• Aim of the task
Each line below that contains "LambdaEventDAO" should be counted. Give only the total.

• Given data
──────────
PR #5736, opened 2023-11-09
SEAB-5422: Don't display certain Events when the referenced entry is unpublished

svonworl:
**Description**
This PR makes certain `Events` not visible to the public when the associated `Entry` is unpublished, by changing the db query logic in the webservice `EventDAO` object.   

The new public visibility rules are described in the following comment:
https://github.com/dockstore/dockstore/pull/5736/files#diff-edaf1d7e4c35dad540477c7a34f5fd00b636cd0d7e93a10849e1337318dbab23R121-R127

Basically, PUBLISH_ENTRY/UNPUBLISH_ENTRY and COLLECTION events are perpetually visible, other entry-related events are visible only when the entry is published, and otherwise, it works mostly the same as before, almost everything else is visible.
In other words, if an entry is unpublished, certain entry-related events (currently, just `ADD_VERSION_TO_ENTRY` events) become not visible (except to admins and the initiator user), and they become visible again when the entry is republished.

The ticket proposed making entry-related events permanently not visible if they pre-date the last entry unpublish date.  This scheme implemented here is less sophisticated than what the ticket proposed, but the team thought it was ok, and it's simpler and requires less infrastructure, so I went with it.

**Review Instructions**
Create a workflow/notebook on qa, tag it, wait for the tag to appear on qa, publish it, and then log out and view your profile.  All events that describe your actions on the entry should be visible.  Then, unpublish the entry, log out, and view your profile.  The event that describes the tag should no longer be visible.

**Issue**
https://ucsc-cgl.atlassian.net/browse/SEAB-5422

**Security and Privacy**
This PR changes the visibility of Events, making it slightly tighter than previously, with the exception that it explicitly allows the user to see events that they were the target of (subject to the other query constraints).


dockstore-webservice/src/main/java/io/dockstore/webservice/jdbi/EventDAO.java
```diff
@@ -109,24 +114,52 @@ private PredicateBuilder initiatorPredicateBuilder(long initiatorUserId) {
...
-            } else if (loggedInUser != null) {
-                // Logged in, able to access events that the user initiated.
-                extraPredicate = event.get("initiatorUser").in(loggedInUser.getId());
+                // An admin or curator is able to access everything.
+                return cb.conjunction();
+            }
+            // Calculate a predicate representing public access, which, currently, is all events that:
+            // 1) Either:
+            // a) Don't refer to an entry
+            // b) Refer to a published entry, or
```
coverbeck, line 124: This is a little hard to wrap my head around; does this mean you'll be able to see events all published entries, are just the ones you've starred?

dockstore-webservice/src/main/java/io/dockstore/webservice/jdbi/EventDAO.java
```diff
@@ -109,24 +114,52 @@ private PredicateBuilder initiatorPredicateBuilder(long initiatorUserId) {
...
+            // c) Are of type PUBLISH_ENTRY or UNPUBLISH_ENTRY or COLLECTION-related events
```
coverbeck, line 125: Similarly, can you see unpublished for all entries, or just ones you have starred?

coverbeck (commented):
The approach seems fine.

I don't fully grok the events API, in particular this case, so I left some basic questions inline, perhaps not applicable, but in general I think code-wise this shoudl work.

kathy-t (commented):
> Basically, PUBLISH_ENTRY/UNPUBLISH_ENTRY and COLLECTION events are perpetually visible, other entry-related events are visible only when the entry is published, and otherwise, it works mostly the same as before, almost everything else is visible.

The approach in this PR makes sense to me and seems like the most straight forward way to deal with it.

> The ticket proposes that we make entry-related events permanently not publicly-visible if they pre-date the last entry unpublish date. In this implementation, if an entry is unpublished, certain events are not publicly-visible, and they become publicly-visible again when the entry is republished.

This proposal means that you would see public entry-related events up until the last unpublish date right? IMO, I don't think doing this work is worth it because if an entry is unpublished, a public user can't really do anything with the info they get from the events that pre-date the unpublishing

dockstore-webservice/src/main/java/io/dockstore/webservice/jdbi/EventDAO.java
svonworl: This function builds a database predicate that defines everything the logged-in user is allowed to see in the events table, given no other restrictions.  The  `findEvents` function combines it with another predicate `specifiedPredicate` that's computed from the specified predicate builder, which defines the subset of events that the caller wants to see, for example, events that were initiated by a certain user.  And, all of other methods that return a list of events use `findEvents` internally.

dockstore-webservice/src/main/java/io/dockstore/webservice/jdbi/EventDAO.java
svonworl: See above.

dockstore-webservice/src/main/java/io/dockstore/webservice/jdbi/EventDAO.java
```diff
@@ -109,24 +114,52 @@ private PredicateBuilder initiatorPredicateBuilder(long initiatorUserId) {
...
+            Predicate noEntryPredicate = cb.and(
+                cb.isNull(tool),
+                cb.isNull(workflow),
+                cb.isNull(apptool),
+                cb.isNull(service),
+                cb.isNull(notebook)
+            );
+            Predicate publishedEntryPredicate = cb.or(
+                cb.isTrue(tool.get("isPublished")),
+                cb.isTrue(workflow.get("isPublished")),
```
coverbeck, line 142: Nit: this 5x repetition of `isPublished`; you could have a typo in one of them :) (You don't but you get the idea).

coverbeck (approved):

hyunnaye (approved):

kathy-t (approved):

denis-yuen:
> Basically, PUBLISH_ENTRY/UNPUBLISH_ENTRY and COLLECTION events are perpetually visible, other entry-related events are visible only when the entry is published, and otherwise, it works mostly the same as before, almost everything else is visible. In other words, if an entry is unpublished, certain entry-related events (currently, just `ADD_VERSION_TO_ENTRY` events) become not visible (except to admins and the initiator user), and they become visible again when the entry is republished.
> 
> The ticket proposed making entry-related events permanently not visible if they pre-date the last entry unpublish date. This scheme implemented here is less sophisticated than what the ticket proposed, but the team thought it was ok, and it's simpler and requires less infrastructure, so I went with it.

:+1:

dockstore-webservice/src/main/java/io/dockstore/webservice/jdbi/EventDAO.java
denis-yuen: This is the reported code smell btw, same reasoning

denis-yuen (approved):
──────────
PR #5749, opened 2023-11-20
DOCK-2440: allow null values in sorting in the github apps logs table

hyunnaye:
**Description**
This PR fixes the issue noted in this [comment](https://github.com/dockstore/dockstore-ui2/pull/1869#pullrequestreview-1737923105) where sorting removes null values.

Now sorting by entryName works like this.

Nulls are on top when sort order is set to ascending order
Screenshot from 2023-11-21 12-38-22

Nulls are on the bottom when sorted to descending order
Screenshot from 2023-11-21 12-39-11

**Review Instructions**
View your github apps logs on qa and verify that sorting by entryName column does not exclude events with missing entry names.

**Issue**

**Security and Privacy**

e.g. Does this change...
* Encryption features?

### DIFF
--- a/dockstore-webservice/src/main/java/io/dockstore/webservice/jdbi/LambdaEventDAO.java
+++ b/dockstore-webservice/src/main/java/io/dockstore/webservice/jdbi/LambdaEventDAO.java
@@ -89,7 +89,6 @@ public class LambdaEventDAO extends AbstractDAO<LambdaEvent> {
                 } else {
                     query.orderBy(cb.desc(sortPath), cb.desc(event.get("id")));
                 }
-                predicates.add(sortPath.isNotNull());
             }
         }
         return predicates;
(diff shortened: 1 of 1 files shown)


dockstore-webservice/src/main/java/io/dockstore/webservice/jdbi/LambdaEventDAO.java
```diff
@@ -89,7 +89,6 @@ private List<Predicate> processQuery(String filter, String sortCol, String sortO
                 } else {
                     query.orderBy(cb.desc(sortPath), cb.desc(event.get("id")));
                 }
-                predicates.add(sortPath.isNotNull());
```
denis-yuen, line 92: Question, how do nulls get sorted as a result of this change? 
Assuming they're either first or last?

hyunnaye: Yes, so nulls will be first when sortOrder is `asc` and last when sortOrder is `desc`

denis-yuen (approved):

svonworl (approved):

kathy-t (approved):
──────────
• Exercise solution
4